When MiniTezCluster is the wrong tool
- Pure VertexManager logic — use local mode or mock dispatcher.
- Pure IFile / sort behavior — use a unit test on the runtime-library classes directly.
- Anything where 30–60 s startup + heavy memory cost (~1 GB minimum) is intolerable.
Side-by-side comparison
| Aspect | Local mode | MiniTezCluster |
|---|---|---|
| Startup | < 1 s | 30–60 s |
| Memory | ~256 MB | 1 GB+ |
| YARN exercised | no | yes (in-process) |
| RPC exercised | no | yes (loopback) |
| Tokens exercised | no | yes (simple, unkerberized by default) |
| Separate JVMs for tasks | no | yes |
| HDFS | RawLocal | MiniDFS or RawLocal |
| Shuffle path | no ShuffleHandler | full ShuffleHandler |
| Use case | unit / integration of AM logic | end-to-end integration tests |
| Example test class | TestLocalMode | TestOrderedWordCount |
find tez-tests/src/test/java -name "TestLocalMode.java" \
-o -name "TestOrderedWordCount.java"
Worked example: switching between modes in one test
@Parameters
public static Iterable<Object[]> modes() {
return Arrays.asList(new Object[][] {{"local"}, {"mini"}});
}
@Before
public void setUp() throws Exception {
conf = new TezConfiguration();
if ("local".equals(mode)) {
conf.set("fs.defaultFS", "file:///");
conf.setBoolean(TezConfiguration.TEZ_LOCAL_MODE, true);
} else {
miniCluster = new MiniTezCluster("test", 1, 1, 1);
miniCluster.init(conf);
miniCluster.start();
conf = new TezConfiguration(miniCluster.getConfig());
}
client = TezClient.create("t", conf);
client.start();
client.waitTillReady();
}
This is the pattern in several Tez tests where a feature must work in both universes.
Reading exercise
wc -l $(find tez-dag/src/main/java -name "LocalTaskSchedulerService.java" \ -o -name "YarnTaskSchedulerService.java")— confirm the local version is much smaller.grep -n "tez.local.mode" $(find tez-dag/src/main/java -name "DAGAppMaster.java")— find every branch that depends on local mode.cat $(find tez-dag/src/main/java -name "LocalContainerLauncher.java") | head -160— how does it runTezChildwithout a fork?find tez-tests/src/test/java -name "MiniTezCluster.java" -exec grep -n "ShuffleHandler\|aux-services" {} \;— verify MiniTezCluster wires the YARN aux service.grep -rn "TEZ_LOCAL_MODE" tez-api tez-dag tez-runtime-internals | head— list every config read site.find tez-tests/src/test/java -name "TestLocal*" -o -name "TestMRR*"— read one local-mode and one MiniCluster test, side by side.
Common bugs and symptoms
| Symptom | Likely cause |
|---|---|
| Test passes in local mode, fails on cluster | Local mode skipped RPC/localization/tokens. Add a MiniCluster variant. |
MiniCluster test times out at waitTillReady | RM never registered the AM. Check tez-site.xml is on the AM classpath in the MiniCluster config. |
Local-mode race conditions only visible with inline.task.execution.max-tasks > 1 | Single-threaded local mode hides ordering bugs in VertexManager and dispatchers. |
ClassNotFoundException for custom processor in MiniCluster | Container localization needs the JAR; either put it on the launch classpath or register via LocalResources. |
| MiniCluster blows the heap | Default 1 NM + MiniDFS already 1 GB; bump JVM heap or reduce NM count to 1. |
| Hive integration test wedges only in MiniCluster | Hive needs full Hadoop config; check hadoop.security.authentication=simple in test conf. |
Validation: prove you understand this
- List four layers that local mode does not exercise. For each, name a bug class it can hide.

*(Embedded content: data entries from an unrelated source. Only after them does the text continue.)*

PR #4612, opened 2025-04-14
alloys cant be sold

FalloutFalcon:
## About The Pull Request
if a sheet has more then one material it cannot be sold

https://github.com/user-attachments/assets/8bc274ee-d1c6-4f10-8638-a9f95208b2e8

## Why It's Good For The Game
prevents a very annoying issue where you sell an alloy and only recive the value of one of its materials. Autolathes can pull these apart very easily and the dang outpost dont want no dang premixed materials they can do that themselves

## Changelog

:cl:
fix: prevents you from selling material alloy sheets
/:cl:

### DIFF
--- a/code/modules/cargo/exports/materials.dm
+++ b/code/modules/cargo/exports/materials.dm
@@ -30,6 +30,14 @@
 
 	return round(amount/MINERAL_MATERIAL_AMOUNT)
 
+/datum/export/material/applies_to(obj/O, apply_elastic = TRUE)
+	. = ..()
+	if(!isitem(O))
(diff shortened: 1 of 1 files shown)


Erikafox:
I would prefer alloys being worth a minor increase in value and being sellable. I think it makes more sense.

FalloutFalcon:
> I would prefer alloys being worth a minor increase in value and being sellable. I think it makes more sense.

I kinda dislike the idea of people pre alloying there materials before they sell them. Feels weirdly janky to me.

PR #4630, opened 2025-04-16
Makes the indie viper-23 double action.

Martinpachu:
## About The Pull Request

Before it was single-action, different from the military version which is double action, now they're both the same, with the indie version having a bit more spread because it's shorter. 
## Why It's Good For The Game

Apogee's request. Having the same gun work completely differently between the military and civilian versions is weird
## Changelog

:cl:
balance: The Viper-23 is now double action same as the military variant, with a bit more spread to compensate.

/:cl:


FalloutFalcon (approved):

rivercadaver:
THANK GOD

PR #4662, opened 2025-04-19
Replaces the HBG-7 on the crying sun with the unscoped version.

thearbiber:
## About The Pull Request

Says in the title.
image

## Why It's Good For The Game

This guns already insanely strong and basically an ERT weapon, they can go without doming people across the map with it

## Changelog

:cl:
balance: Replaces the HBG7 with the unscoped version on the crying sun
/:cl:

### DIFF
--- a/_maps/shuttles/pgf/pgf_crying_sun.dmm
+++ b/_maps/shuttles/pgf/pgf_crying_sun.dmm
@@ -240,6 +240,10 @@
 /obj/effect/turf_decal/corner/opaque/purple/border{
 	dir = 1
 	},
+/obj/item/binoculars{
+	pixel_x = 6;
+	pixel_y = -8
+	},
 /turf/open/floor/vault,
 /area/ship/security/armory)
 "bU" = (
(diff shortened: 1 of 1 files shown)


Apogee-dev (approved):
I think it’s good that he died.

DIB-DOG:
I play PGF a lot, so maybe I'm biased but I really don't see this being a massive balance issue. How often is this really being abused? Most fights take place in pretty close quarters where the scope isn't being overly utilized. Even in field fights, it has 20 tiles of total range before it completely stops, which doesn't even reach the end of the scoped view distance. By comparison, a bullet from a ballistic sniper can keep going an unlimited distance as long as it doesn't strike anything. 

If nothing else, at least map in a pair of binoculars to the armory. The scope of the rifle plays a big role in scouting and maneuvering for the marines and it will be missed without something to fill it's place.

thgvr:
Use binoculars or something, this thing was never meant to be mapped

DIB-DOG:
> Use binoculars or something, this thing was never meant to be mapped

Included in my suggestion, yes.

thearbiber:
Binoculars I can see being added, sure.

PR #4664, opened 2025-04-19
reduce value of om5 storm missions

Erikafox:
## Changelog

:cl:

balance: the value of storm scanning has been minorly rebalanced again. Overmap 5 are now worth a fair bit less.


thgvr:
ided

PR #4672, opened 2025-04-20
reverts ex_act nerf for obj

FalloutFalcon:
## About The Pull Request
Reverts the num tweaks of ex_act of om5. Until i am convinced that it was good for the game.
also some defines

## Why It's Good For The Game
tbd. I think shrinking the range of the rand of the light and heavy create more "perdictable" rings around explosions

## Changelog

:cl:
balance: devastating explosions should kill everything again.
balance: light and heavy explosions now have a wider range again
/:cl:

### DIFF
--- a/code/game/objects/obj_defense.dm
+++ b/code/game/objects/obj_defense.dm
@@ -55,15 +55,15 @@
 	if(QDELETED(src))
 		return
 	if(target == src)
-		take_damage(INFINITY, BRUTE, "bomb", 0)
+		take_damage(INFINITY, BRUTE, BOMB, 0)
 		return
 	switch(severity)
-		if(1)
-			take_damage(rand(220, 330), BRUTE, "bomb", 0)
-		if(2)
-			take_damage(rand(120, 180), BRUTE, "bomb", 0)
-		if(3)
-			take_damage(rand(20, 80), BRUTE, "bomb", 0)
+		if(EXPLODE_DEVASTATE)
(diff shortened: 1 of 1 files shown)


FalloutFalcon:
Also i think the ex_act change for /turf/closed/ex_act was good. The rands on that was weird.

thgvr:
perhaps it was done so holes don't get blown in ships from smaller dev explosions

FalloutFalcon:
> perhaps it was done so holes don't get blown in ships from smaller dev explosions

closed walls have 400, so it would do that, but then i dont think it should be a devestating explosion if we dont want it breaking walls. (Acctually thats handled by closed turf proc nvm)

FalloutFalcon:
> perhaps it was done so holes don't get blown in ships from smaller dev explosions

since this is obj it mostly affects mechs, machines, (Even items) stuff like that, a ton of which have over the nerfed devestaion numbers

thearbiber:
If i'm getting what you're saying here, explosions deleting your entire inventory was never a fun thing. Explosives in general were tuned enough to where one bomb could wipe out an entire small ship, space a cargo bay with one frag grenade, unsure if they were effected but even welding tanks could just delete large parts of a ships hull. Believe it's better like that.

FalloutFalcon:
This is part of obj so its specificly NOT the hull.

thgvr:
probably wont actually affect anything noticeably

PR #4678, opened 2025-04-21
Sarathi no longer take toxin damage from welding fuel

SomeguyManperson:
## About The Pull Request

Adds a species chem check for welding fuel on lizards so they don't Die while doing radical pyrotechnics
This also prevents it from metabolizing out currently since it's spent to use the ignite ability but that can be returned if necessary

## Why It's Good For The Game

ough. im gonna vomit. i did the funny thing.

## Changelog

:cl:
balance: sarathi no longer take toxin damage from welding fuel.
/:cl:

### DIFF
--- a/code/modules/mob/living/carbon/human/species_types/lizardpeople.dm
+++ b/code/modules/mob/living/carbon/human/species_types/lizardpeople.dm
@@ -66,6 +66,11 @@
 		internal_lighter = new
 		internal_lighter.Grant(C)
 
+/datum/species/lizard/handle_chemicals(datum/reagent/chem, mob/living/carbon/human/H)
+	if(chem.type == /datum/reagent/fuel)
+		return TRUE
+	return ..()
+
 /datum/action/innate/liz_lighter
 	name = "Ignite"
 	desc = "(Requires you to drink welding fuel beforehand)"


Erikafox:
drinks an entire welding fuel tank and becomes immune to chems

Rug-Dealer:
p1k30wqz5gf51

ritorizo:
> drinks an entire welding fuel tank and becomes immune to chems

A funny fix would be to add an OD threshold that just makes you puke fire.

FalloutFalcon (changes requested):
I feel like this is gonna need to metabolism as there is a bit of jank to being able to store infinite welding fuel in your local Sarathi.

meemofcourse:
yum! so full of ``gasoline``

FalloutFalcon:
If you want them to be able to "store" a charge of welding fuel you could rework the trait so that it like coverts welding fueling in to "charges" of some sort

DIB-DOG:
Why can Sarathi even do this, anyway?

Martinpachu:
> Why can Sarathi even do this, anyway?

dragon

DIB-DOG:
> > Why can Sarathi even do this, anyway?
> 
> dragon

Shouldn’t it be something they can do with more natural “fuel” then? Like, what’s the idea, ancient Sarathi were just going around drinking lamp oil? What about before then? Is this just a power they discovered when someone decided they wanted to try drinking gasoline? Feels really strange is all I’m saying and I don’t think I’ve seen hardly anyone use it. 

Would it make sense to have it charge with the eating of raw meat? Using the oils/fats to create the flame?

thgvr:
pr's fine until new mechanic comes around unless im misunderstanding what it will actually do

what a new mechanic should be is an ability tied to an organ, and that organ "regenerates" charges like xeno plasma or whatever and refills over time & by drinking accelerant and gives access to the flame in hand thing and scales on amount of 'charge' used

FalloutFalcon (approved):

- In local mode, where does the "RPC" between
TezChildand the AM actually happen? Cite the file path. - Why is
tez.am.inline.task.execution.max-tasks=1the default in local mode? What test reliability tradeoff does it enforce? - Given a reproducer for a bug in
ShuffleHandleraux-service interaction, explain why aTestLocalMode-style test cannot reproduce it, and what the minimum MiniCluster setup is. - Show the minimum
TezConfigurationsetup for local mode in code. Three lines max.